** Opening Given data block **

PR #16, opened 2021-11-01
Allow deriving without trait bounds

ModProg:


daxpedda:
Re-based.

src/lib.rs
```diff
@@ -8,34 +8,57 @@ use core::cmp::Ordering;
...
 
 /// Holds parsed [bounds](TraitBound) and [traits](Traits).
-struct DeriveWhere {
-    /// Parsed [bounds](TraitBound).
-    bounds: Vec<TraitBound>,
-    /// Parsed [traits](Traits).
-    traits: Vec<Traits>,
+enum DeriveWhere {
+    /// Generic type parameters were defined.
+    WithBounds(Vec<Type>, Vec<Traits>),
```
daxpedda, line 21: I did that already in #15, we now that we have switched to the `Type` type, we shouldn't use the name `bounds` anymore, as it is wrong. Generic type parameters is the correct term, I propose using the variable name `generics`.

tests/clone.rs
```diff
@@ -1,12 +1,14 @@
 #![allow(dead_code)]
 
+use std::marker::PhantomData;
```
daxpedda, line 3:
```suggestion
use core::marker::PhantomData;
```

We should test for `#[no_std]` in the future too.

src/lib.rs
```diff
@@ -523,15 +546,10 @@ fn derive_where_internal(attr: TokenStream, item: TokenStream) -> Result<TokenSt
...
+        if let DeriveWhere::WithBounds(bounds, _) = &derive_where {
             // If there is no `where` clause, make one.
             let where_clause = where_clause.get_or_insert(quote! { where });
-
-            for bound in &derive_where.bounds {
-                where_clause.extend(quote! {
-                    #bound: #trait_,
-                })
-            }
+            *where_clause = quote! { #where_clause #(#bounds: #trait_),* };
```
daxpedda, line 552: I have a `TODO` up there saying that we shouldn't use `quote` here but actually build a proper `WhereClause`, I think we can handle it in this PR.

daxpedda:
Another thing we shortly mentioned before is adding support for custom trait bounds, maybe this would nicely fit into this PR?

ModProg:
> Another thing we shortly mentioned before is adding support for custom trait bounds, maybe this would nicely fit into this PR?

yes that makes sense, we would only support either custom bounds or standard bounds not both mixed correct?

src/lib.rs
ModProg: I'll have a look at that

daxpedda:
Considering it shouldn't be any extra effort to support mixed, why not? We should basically be able to parse
`Type[: TraitBound]`.

src/lib.rs
```diff
@@ -8,34 +8,93 @@ use core::cmp::Ordering;
...
+}
 
-        <Token![;]>::parse(input)?;
+/// Holds parsed [generics](Generic) and [traits](Traits).
+enum DeriveWhere {
+    /// Generic type parameters were defined.
+    WithGenerics(Vec<Generic>, Vec<Traits>),
+    /// Only traits were set.
+    OnlyTraits(Vec<Traits>),
+}
```
daxpedda, line 60:
```suggestion
struct DeriveWhere {
  traits: Vec<Traits>,
  generics: Option<VecGeneric>>,
```
This seems more rusty to me, what do you think?

ModProg: Don't really have a preference

src/lib.rs
```diff
@@ -77,30 +68,33 @@ impl Parse for DeriveWhere {
...
+                Ok(Self { generics, traits })
             }
         }
     }
 }
 
 /// Trait to implement.
 #[derive(Copy, Clone, Debug)]
-enum Traits {
+enum Trait {
```
daxpedda, line 97: Great change actually :+1:!

src/lib.rs
```diff
@@ -572,24 +566,44 @@ fn derive_where_internal(attr: TokenStream, item: TokenStream) -> Result<TokenSt
...
+                    Generic::CoustomBound(type_bound) => type_bound.clone(),
+                    Generic::NoBound(type_) => {
+                        let mut bounds = Punctuated::default();
+
+                        bounds.push(TypeParamBound::Trait(TraitBound {
+                            paren_token: None,
+                            modifier: syn::TraitBoundModifier::None,
+                            lifetimes: None,
+                            path: trait_.clone(),
+                        }));
```
daxpedda, line 597:
```suggestion
let bounds = Punctuated::from_iterator(Some(
  TypeParamBound::Trait(TraitBound {
    paren_token: None,
    modifier: TraitBoundModifier::None,
    lifetimes: None,
    path: trait_.clone(),
  })
));
```
To avoid unnecessary allocations.
Also import `TraitBoundModifier`.

src/lib.rs
```diff
@@ -572,24 +566,44 @@ fn derive_where_internal(attr: TokenStream, item: TokenStream) -> Result<TokenSt
...
+
+                        PredicateType {
+                            lifetimes: None,
+                            bounded_ty: type_.clone(),
+                            colon_token: Colon::default(),
+                            bounds,
+                        }
```
daxpedda, line 604:
```suggestion
syn::parse2(quote! { type_: trait_})
```
Could also work here, right?

src/lib.rs
```diff
@@ -572,24 +566,44 @@ fn derive_where_internal(attr: TokenStream, item: TokenStream) -> Result<TokenSt
...
-        // TODO: don't convert to `TokenStream`, but actually properly insert bounds.
-        let mut where_clause = where_clause.map(|where_clause| where_clause.into_token_stream());
+        let (impl_generics, type_generics, mut where_clause) = generics.split_for_impl();
+
+        let default_where = &WhereClause {
+            where_token: Where::default(),
+            predicates: Punctuated::default(),
+        };
+
+        let mut where_clause = where_clause.get_or_insert(default_where).clone();
```
daxpedda:
```suggestion
        let mut where_clause = where_clause
            .cloned()
            .get_or_insert(WhereClause {
                where_token: Where::default(),
                predicates: Punctuated::default(),
            });
```
Use `cloned` first instead of after. Feel free to use a separate variable to instantiate the `default_where`.
This whole block btw should be behind a `if !derive_where.generics.is_empty()`, because otherwise we are adding an empty `where block`.

src/lib.rs
```diff
@@ -51,22 +52,12 @@ impl Parse for Generic {
...
-    fn traits(&self) -> &[Traits] {
-        match self {
-            Self::WithGenerics(_, traits) => traits,
-            Self::OnlyTraits(traits) => traits,
-        }
-    }
+/// Holds parsed [generics](Generic) and [traits](Trait).
+struct DeriveWhere {
+    /// [generics](Generic) for where clause
+    generics: Vec<Generic>,
```
daxpedda, line 58: Maybe `Option<Vec<Generic>>`? Another allocation saved.

src/lib.rs
ModProg: should we be reparsing our output just to output it a few lines later again?

daxpedda: No agreed, this makes no sense, maybe put a comment on top saying that this whole code block is basically `syn::parse2(quote! { type_: trait_})`.

Alternatively we could just revert this whole thing, I'm in favor of leaving it though, it's better then parsing stuff.

src/lib.rs
ModProg: That would also be taken care of in: https://docs.rs/syn/1.0.81/src/syn/generics.rs.html#1297-1304

daxpedda: Yeah, I noticed that in my derive tests. But I don't think we should run unnecessary code if we don't plan to use it.

src/lib.rs
ModProg: I would expect there not being a performance problem with the previous version.
This will just be returned as a token stream, so there should be no parsing in the quote happening.

I do see your point about accuracy!

ModProg: It could make sense to move some of these in their own functions to make this more readable. But I would leave it for now, and come back later to it.

daxpedda: Sounds good.

src/lib.rs
```diff
@@ -513,25 +566,44 @@ fn derive_where_internal(attr: TokenStream, item: TokenStream) -> Result<TokenSt
...
+    for trait_ in derive_where.traits {
         let body = trait_.generate_body(&ident, &data)?;
-        let trait_ = trait_.type_();
+        let trait_ = trait_.path();
 
         // Build necessary generics to construct the implementation item.
-        let (impl_generics, type_generics, where_clause) = generics.split_for_impl();
-        // TODO: don't convert to `TokenStream`, but actually properly insert bounds.
-        let mut where_clause = where_clause.map(|where_clause| where_clause.into_token_stream());
+        let (impl_generics, type_generics, mut where_clause) = generics.split_for_impl();
```
ModProg, line 574: Is there any situation in which these can contain anything?

I don't think the DeriveInput can have a where_clause :thinking:

daxpedda: I was surprised myself when I found out that they can:
https://play.rust-lang.org/?version=stable&mode=debug&edition=2021&gist=bc8b601e367637bc848f0c43e100958a

ModProg: You learn something new every day.

src/lib.rs
```diff
@@ -571,39 +573,39 @@ fn derive_where_internal(attr: TokenStream, item: TokenStream) -> Result<TokenSt
...
-
-                        bounds.push(TypeParamBound::Trait(TraitBound {
-                            paren_token: None,
-                            modifier: syn::TraitBoundModifier::None,
-                            lifetimes: None,
-                            path: trait_.clone(),
-                        }));
-
-                        PredicateType {
+        let (impl_generics, type_generics, where_clause) = generics.split_for_impl();
```
daxpedda, line 576: Considering we are cloning the `were_clause` in the for-loop now every time, which makes sense, I think this line can be moved outside the for-loop.

daxpedda (approved):

PR #31, opened 2022-01-04
Add readme-sync

daxpedda:
This makes sure our `README` and documentation in `lib.rs` are in sync. I also added a `WRITE_README=1` environment variable to the test, so we can just update the `README` instead of manually syncing them by hand.

Remaining issues:
- Currently links are a bit broken, see zheland/readme-sync#1, the workaround currently requires to specify links in `lib.rs` that aren't really necessary.
- Currently writing the `README` doesn't produce perfect output, see zheland/readme-sync#1.


ModProg:
Running `cargo test readme_sync` twice with `WRITE_README=1` fails on: 
```
`Text("([#27]):")`
 does not match docs node
`Text("(")`
  --> README.md:12:1
   |
12 | ([\#27]):
   | ^^ ^^^^^^
   |
  ::: src/lib.rs/parsed
   |
10 |  ([#27]):
   |  ^
   |
  ::: src/lib.rs
   |
16 | //! ([#27]):
   | ------------
   ```

File: non-msrv-tests/src/lib.rs [hunk 1]
```diff
@@ -10,3 +10,35 @@ fn ui() {
...
+	match std::env::var("WRITE_README") {
+		Ok(value) if value == "1" => {
+			let mut file = String::new();
+			pulldown_cmark_to_cmark::cmark(docs.iter_events(), &mut file, None).unwrap();
+			std::fs::write("../README.md", file).unwrap();
+		}
+		_ => (),
+	}
+
+	assert_sync(&readme, &docs);
```
ModProg, line 43: This does not take into effect the changes to the readme it does itself with `"WRITE_README"`

ModProg (changes requested):

non-msrv-tests/src/lib.rs
daxpedda: This is what I meant above (I had a wrong link, corrected it, see zheland/readme-sync#2). Consider this broken for now.

daxpedda:
We will see how the issues I linked above get resolved, but I don't personally have time to do it myself.

I consider the linking issue blocking, the issue with weird output when writing can be ignored, the whole writing part can be removed, checking if both are in sync is still useful and works correctly.

PR #32, opened 2022-01-05
Implement `ZeroizeOnDrop`

daxpedda:
This is waiting for RustCrypto/utils#700 and a new release. Deprecates `Zeroize(drop)` in favor of `ZeroizeOnDrop`.

### DIFF
--- a/non-msrv-tests/tests/ui/zeroize/zeroize.rs
+++ b/non-msrv-tests/tests/ui/zeroize/zeroize.rs
@@ -25,27 +25,7 @@ struct WrongCrateSyntax<T>(PhantomData<T>);
 struct InvalidCrate<T>(PhantomData<T>);
 
 #[derive(DeriveWhere)]
-#[derive_where(Zeroize(drop, drop))]
-struct DuplicateDrop<T>(PhantomData<T>);
-
-#[derive(DeriveWhere)]
 #[derive_where(Zeroize(crate = "zeroize_", crate = "zeroize_"))]
 struct DuplicateCrate<T>(PhantomData<T>);
-
-#[derive(DeriveWhere)]
-#[derive_where(Zeroize(drop, drop, crate = "zeroize_"))]
-struct DuplicateDropWithCrate<T>(PhantomData<T>);
-
-#[derive(DeriveWhere)]
-#[derive_where(Zeroize(drop, crate = "zeroize_", crate = "zeroize_"))]
-struct DropWithDuplicateCrate<T>(PhantomData<T>);
-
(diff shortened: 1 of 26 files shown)


non-msrv-tests/tests/ui/zeroize/zeroize.rs
```diff
@@ -24,28 +24,8 @@ struct WrongCrateSyntax<T>(PhantomData<T>);
 #[derive_where(Zeroize(crate = "struct Test"))]
 struct InvalidCrate<T>(PhantomData<T>);
 
-#[derive(DeriveWhere)]
-#[derive_where(Zeroize(drop, drop))]
-struct DuplicateDrop<T>(PhantomData<T>);
-
```
ModProg, line 30: maybe an error when you still have a drop telling you to use ZeroizeOnDrop instead

src/input.rs
```diff
@@ -144,10 +144,11 @@ impl<'a> Input<'a> {
...
-						crate_: Some(_), ..
-					} = **trait_
-					{
+					if let DeriveTrait::Zeroize { crate_: Some(_) } = **trait_ {
+						continue;
+					}
+					// `ZeroizeOnDrop(crate = "..")` is used.
+					if let DeriveTrait::ZeroizeOnDrop { crate_: Some(_) } = **trait_ {
 						continue;
 					}
```
ModProg, line 153: wouldn't that fit in a single match statement `Zeroize | ZeroizeOnDrop` ?

ModProg (changes requested):

non-msrv-tests/tests/ui/zeroize/zeroize.rs
daxpedda: Deprecation notice, good idea, on it.

src/input.rs
daxpedda: Indeed! On it.

non-msrv-tests/tests/ui/zeroize/zeroize.rs
daxpedda: Done.

src/input.rs
daxpedda: Turned out to be not much prettier, used an `if` because I only needed one pattern.

daxpedda:
This is ready to be merged now that the new version of `Zeroize` is out. I'm still providing backwards compatibility, especially because the new version is not a stable release.

I would say we can talk about actually enabling this feature by default at some point in the future.

ModProg (approved):

PR #33, opened 2022-01-05
derive_where attribute macro instead of derive macro

### LINKED ISSUE #27: Remove need for derive
This could easily be done if rust-lang/rust#65823 was implemented.

ModProg:
closes #27

### DIFF
--- a/.config/topic.dic
+++ b/.config/topic.dic
@@ -3,11 +3,9 @@ Changelog
 CHANGELOG
 destructure/G
 enum/S
-FIXME
 FQS
 io
 MSRV
-proc_macro_attribute
 std's
 struct/S
 TODO
--- a/.config/topic.dic
+++ b/.config/topic.dic
@@ -3,9 +3,11 @@ Changelog
 CHANGELOG
 destructure/G
 enum/S
+FIXME
 FQS
 io
 MSRV
+proc_macro_attribute
 std's
 struct/S
 TODO
--- a/README.md
+++ b/README.md
@@ -16,7 +16,6 @@ statements, with the only caveat that it requires to derive `DeriveWhere`
 ([#27]):
 
 ```rust
-#[derive(DeriveWhere)]
 #[derive_where(Clone, Debug)]
 struct Example<T>(PhantomData<T>);
 ```
@@ -34,7 +33,6 @@ specified. This example will restrict the implementation for `Example` to
 `T: Clone`:
 
 ```rust
-#[derive(DeriveWhere)]
 #[derive_where(Clone; T)]
 struct Example<T, U>(T, PhantomData<U>);
 ```
@@ -45,7 +43,6 @@ bind implementation for `Example` to `T: Super`:
 ```rust
 trait Super: Clone {}
 
-#[derive(DeriveWhere)]
 #[derive_where(Clone; T: Super)]
 struct Example<T>(PhantomData<T>);
 ```
@@ -65,7 +62,6 @@ impl Trait for Impl {
 	type Type = i32;
 }
 
-#[derive(DeriveWhere)]
 #[derive_where(Clone; T::Type)]
 struct Example<T: Trait>(T::Type);
 ```
@@ -75,7 +71,6 @@ specific constrain. It is also possible to use multiple separate
 constrain specifications when required:
 
 ```rust
-#[derive(DeriveWhere)]
 #[derive_where(Clone; T)]
 #[derive_where(Debug; U)]
 struct Example<T, U>(PhantomData<T>, PhantomData<U>);
@@ -87,7 +82,6 @@ Deriving [`Default`] on an enum is not possible in Rust at the moment.
 Derive-where allows this with a `default` attribute:
 
 ```rust
-#[derive(DeriveWhere)]
 #[derive_where(Default)]
 enum Example<T> {
 	#[derive_where(default)]
@@ -102,7 +96,6 @@ that allow it, which are: [`Debug`], [`Hash`], [`Ord`](https://doc.rust-lang.org
 [`PartialEq`](https://doc.rust-lang.org/core/cmp/trait.PartialEq.html), [`Zeroize`] and [`ZeroizeOnDrop`].
 
 ```rust
-#[derive(DeriveWhere)]
 #[derive_where(Debug, PartialEq; T)]
 struct Example<T>(#[derive_where(skip)] T);
 
@@ -113,14 +106,12 @@ assert_eq!(Example(42), Example(0));
 It is also possible to skip all fields in an item or variant if desired:
 
 ```rust
-#[derive(DeriveWhere)]
 #[derive_where(Debug)]
 #[derive_where(skip_inner)]
 struct StructExample<T>(T);
 
 assert_eq!(format!("{:?}", StructExample(42)), "StructExample");
 
-#[derive(DeriveWhere)]
 #[derive_where(Debug)]
 enum EnumExample<T> {
 	#[derive_where(skip_inner)]
@@ -134,7 +125,6 @@ Selective skipping of fields for certain traits is also an option, both in
 `skip` and `skip_inner`:
 
 ```rust
-#[derive(DeriveWhere)]
 #[derive_where(Debug, PartialEq)]
 #[derive_where(skip_inner(Debug))]
 struct Example<T>(i32, PhantomData<T>);
@@ -156,7 +146,6 @@ assert_ne!(
   This is to avoid ambiguity between another method also called `zeroize`.
 
 ```rust
-#[derive(DeriveWhere)]
 #[derive_where(Zeroize(crate = "zeroize_"))]
 struct Example(#[derive_where(Zeroize(fqs))] i32);
 
@@ -189,8 +178,7 @@ and can be implemented without [`Zeroize`], otherwise it only implements
 - `crate`: an item-level option which specifies a path to the `zeroize`
   crate in case of a re-export or rename.
 
-```
-#[derive(DeriveWhere)]
+```rust
 #[derive_where(ZeroizeOnDrop(crate = "zeroize_"))]
 struct Example(i32);
 
--- a/README.md
+++ b/README.md
@@ -240,8 +240,8 @@ accompanied by a minor version bump. If MSRV is important to you, use
 
 [derivative](https://crates.io/crates/derivative)
 ([![Crates.io](https://img.shields.io/crates/v/derivative.svg)](https://crates.io/crates/derivative))
-is a great alternative with many options. Notably it has no `no_std`
-support and requires to `#[derive(Derivative)]` to use.
+is a great alternative with many options. Notably it doesn't support `no_std`
+and requires an extra `#[derive(Derivative)]` to use.
 
 ## Changelog
 
--- a/README.md
+++ b/README.md
@@ -12,8 +12,7 @@ generic type bounds.
 ## Usage
 
 The `derive_where` macro can be used just like std's `#[derive(...)]`
-statements, with the only caveat that it requires to derive `DeriveWhere`
-([#27]):
+statements:
 
 ```rust
 #[derive_where(Clone, Debug)]
@@ -242,7 +241,7 @@ accompanied by a minor version bump. If MSRV is important to you, use
 [derivative](https://crates.io/crates/derivative)
 ([![Crates.io](https://img.shields.io/crates/v/derivative.svg)](https://crates.io/crates/derivative))
 is a great alternative with many options. Notably it has no `no_std`
-support.
+support and requires to `#[derive(Derivative)]` to use.
 
 ## Changelog
 
--- a/non-msrv-tests/tests/ui/default.rs
+++ b/non-msrv-tests/tests/ui/default.rs
@@ -1,25 +1,21 @@
 use std::marker::PhantomData;
 
-use derive_where::DeriveWhere;
+use derive_where::derive_where;
 
-#[derive(DeriveWhere)]
 #[derive_where(Debug)]
 struct DefaultOnStruct<T>(#[derive_where(default)] PhantomData<T>);
 
-#[derive(DeriveWhere)]
 #[derive_where(Clone)]
 enum DefaultWithoutTrait<T> {
 	#[derive_where(default)]
 	A(PhantomData<T>),
 }
 
-#[derive(DeriveWhere)]
 #[derive_where(Default)]
 enum MissingDefault<T> {
 	A(PhantomData<T>),
 }
 
-#[derive(DeriveWhere)]
 #[derive_where(Default)]
 enum DuplicateDefaultSeparate<T> {
 	#[derive_where(default)]
@@ -28,14 +24,12 @@ enum DuplicateDefaultSeparate<T> {
 	B(PhantomData<T>),
 }
 
-#[derive(DeriveWhere)]
 #[derive_where(Default)]
 enum DuplicateDefaultSame<T> {
 	#[derive_where(default, default)]
 	A(PhantomData<T>),
 }
 
-#[derive(DeriveWhere)]
 #[derive_where(Default)]
 enum DuplicateDefaultSameSeparate<T> {
 	#[derive_where(default)]
--- a/non-msrv-tests/tests/ui/default.rs
+++ b/non-msrv-tests/tests/ui/default.rs
@@ -1,3 +1,5 @@
+use std::marker::PhantomData;
+
 use derive_where::derive_where;
 
 #[derive_where(Debug)]
--- a/non-msrv-tests/tests/ui/default.rs
+++ b/non-msrv-tests/tests/ui/default.rs
@@ -1,5 +1,3 @@
-use std::marker::PhantomData;
-
 use derive_where::derive_where;
 
 #[derive_where(Debug)]
--- a/non-msrv-tests/tests/ui/default.stderr
+++ b/non-msrv-tests/tests/ui/default.stderr
@@ -1,37 +1,37 @@
 error: unknown option
- --> tests/ui/default.rs:4:42
+ --> tests/ui/default.rs:6:42
   |
-4 | struct DefaultOnStruct<T>(#[derive_where(default)] PhantomData<T>);
+6 | struct DefaultOnStruct<T>(#[derive_where(default)] PhantomData<T>);
   |                                          ^^^^^^^
 
 error: `default` is only supported if `Default` is being implemented
- --> tests/ui/default.rs:8:17
-  |
-8 |     #[derive_where(default)]
-  |                    ^^^^^^^
+  --> tests/ui/default.rs:10:17
+   |
+10 |     #[derive_where(default)]
+   |                    ^^^^^^^
 
 error: required `default` option on a variant if `Default` is being implemented
-  --> tests/ui/default.rs:12:1
+  --> tests/ui/default.rs:14:1
    |
-12 | #[derive_where(Default)]
+14 | #[derive_where(Default)]
    | ^^^^^^^^^^^^^^^^^^^^^^^^
    |
    = note: this error originates in the attribute macro `derive_where` (in Nightly builds, run with -Z macro-backtrace for more info)
 
 error: multiple `default` options in enum
-  --> tests/ui/default.rs:21:17
+  --> tests/ui/default.rs:23:17
    |
-21 |     #[derive_where(default)]
+23 |     #[derive_where(default)]
    |                    ^^^^^^^
 
 error: duplicate `default` option
-  --> tests/ui/default.rs:27:26
+  --> tests/ui/default.rs:29:26
    |
-27 |     #[derive_where(default, default)]
+29 |     #[derive_where(default, default)]
    |                             ^^^^^^^
 
 error: duplicate `default` option
-  --> tests/ui/default.rs:34:17
+  --> tests/ui/default.rs:36:17
    |
-34 |     #[derive_where(default)]
+36 |     #[derive_where(default)]
    |                    ^^^^^^^
--- a/non-msrv-tests/tests/ui/default.stderr
+++ b/non-msrv-tests/tests/ui/default.stderr
@@ -1,38 +1,37 @@
 error: unknown option
- --> tests/ui/default.rs:7:42
+ --> tests/ui/default.rs:4:42
   |
-7 | struct DefaultOnStruct<T>(#[derive_where(default)] PhantomData<T>);
+4 | struct DefaultOnStruct<T>(#[derive_where(default)] PhantomData<T>);
   |                                          ^^^^^^^
 
 error: `default` is only supported if `Default` is being implemented
-  --> tests/ui/default.rs:12:17
-   |
-12 |     #[derive_where(default)]
-   |                    ^^^^^^^
+ --> tests/ui/default.rs:8:17
+  |
+8 |     #[derive_where(default)]
+  |                    ^^^^^^^
 
 error: required `default` option on a variant if `Default` is being implemented
-  --> tests/ui/default.rs:17:1
+  --> tests/ui/default.rs:12:1
    |
-17 | / #[derive_where(Default)]
-18 | | enum MissingDefault<T> {
-19 | |     A(PhantomData<T>),
-20 | | }
-   | |_^
+12 | #[derive_where(Default)]
+   | ^^^^^^^^^^^^^^^^^^^^^^^^
+   |
+   = note: this error originates in the attribute macro `derive_where` (in Nightly builds, run with -Z macro-backtrace for more info)
 
 error: multiple `default` options in enum
-  --> tests/ui/default.rs:27:17
+  --> tests/ui/default.rs:21:17
    |
-27 |     #[derive_where(default)]
+21 |     #[derive_where(default)]
    |                    ^^^^^^^
 
 error: duplicate `default` option
-  --> tests/ui/default.rs:34:26
+  --> tests/ui/default.rs:27:26
    |
-34 |     #[derive_where(default, default)]
+27 |     #[derive_where(default, default)]
    |                             ^^^^^^^
 
 error: duplicate `default` option
-  --> tests/ui/default.rs:42:17
+  --> tests/ui/default.rs:34:17
    |
-42 |     #[derive_where(default)]
+34 |     #[derive_where(default)]
    |                    ^^^^^^^
--- a/non-msrv-tests/tests/ui/default.stderr
+++ b/non-msrv-tests/tests/ui/default.stderr
@@ -11,12 +11,12 @@ error: `default` is only supported if `Default` is being implemented
    |                    ^^^^^^^
 
 error: required `default` option on a variant if `Default` is being implemented
-  --> tests/ui/default.rs:14:1
+  --> tests/ui/default.rs:15:1
    |
-14 | #[derive_where(Default)]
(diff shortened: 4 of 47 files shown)


daxpedda:
Lol, after all this talk on how to do this, it looks ingenius to me. Looking forward to see how this plays out.

ModProg:
> Lol, after all this talk on how to do this, it looks ingenius to me. Looking forward to see how this plays out.

The only problem seams to be that prior to `1.52.1`, you cannot have an attribute_macro be the same identifier as a derive_helper:
```
error[E0659]: `derive_where` is ambiguous (derive helper attribute vs any other name)
  --> tests/bound.rs:21:2
   |
21 |     #[crate::derive_where(Clone; T::Type)]
   |     ^^^^^^^^^^^^^^^^^^^^^^^^^^^^^^^^^^^^^^ ambiguous name
   |
note: `derive_where` could refer to the derive helper attribute defined here
  --> tests/bound.rs:21:2
   |
21 |     #[crate::derive_where(Clone; T::Type)]
   |     ^^^^^^^^^^^^^^^^^^^^^^^^^^^^^^^^^^^^^^
note: `derive_where` could also refer to the attribute macro imported here
  --> tests/bound.rs:5:20
   |
5  | use derive_where::{derive_where, DeriveWhere};
   |                    ^^^^^^^^^^^^
   = help: use `crate::derive_where` to refer to this attribute macro unambiguously
```
   
Only way around this is removing the import for the derive_where macro and calling it like so:
```rs
#[derive_where::derive_where(Clone; T::Type)]
struct Test<T: Trait>(T::Type);
```

This can be somewhat circumvented by using an internal replacement: `#[__derive_where_internal_derive_attr(#attr)]
`.
But that breaks down as soon as you add additional `derive_where` attributes for `default` or `skip` or something else.

So pre `1.52.1` do not import `derive_where::derive_where`, use an alias or use the full path when invoking the macro:
```rs
use derive_where::derive_where as dw_macro;
#[dw_macro(Clone, Copy, Debug)]
#[derive_where(Default, Eq, Hash, Ord, PartialEq, PartialOrd)]
enum Test<T> {
	#[derive_where(default)]
	A {
		a: Wrapper<T>,
	},
	B(Wrapper<T>),
	C,
}
```
But since `1.52.1` this would enable using it like so:
```rs
use derive_where::derive_where;
#[derive_where(Clone, Copy, Debug)]
#[derive_where(Default, Eq, Hash, Ord, PartialEq, PartialOrd)]
enum Test<T> {
	#[derive_where(default)]
	A {
		a: Wrapper<T>,
	},
	B(Wrapper<T>),
	C,
}
```

daxpedda:
I'm starting to remember what the issues were, how are we going to resolve multiple calls and paths?
```rust
use derive_where::derive_where as blubb;

#[blubb(Clone, Copy, Debug)]
#[blubb(Default, Eq, Hash, Ord, PartialEq, PartialOrd)]
struct Test<T: Trait>(T::Type);
```

ModProg:
> I'm starting to remember what the issues were, how are we going to resolve multiple calls and paths?

I would rather have to do 
```
use derive_where::derive_where as blubb;

#[blubb(Clone, Copy, Debug)]
#[derive_where(Default, Eq, Hash, Ord, PartialEq, PartialOrd)]
struct Test<T: Trait>(T::Type);
```
and if I only need one be able to do:

```
use derive_where::derive_where as blubb;

#[blubb(Clone, Copy, Debug)]
struct Test<T: Trait>(T::Type);
```

than always have the `#[derive(DeriveWhere)]`

we can make this a feature that can be opt-out/opt-in, if there is no way around this limitation.

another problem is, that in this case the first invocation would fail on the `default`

** Closing Given data block **

For every line in the listing above that contains "myself", copy that line.

## Your solution
daxpedda: I was surprised myself when I found out that they can:
We will see how the issues I linked above get resolved, but I don't personally have time to do it myself.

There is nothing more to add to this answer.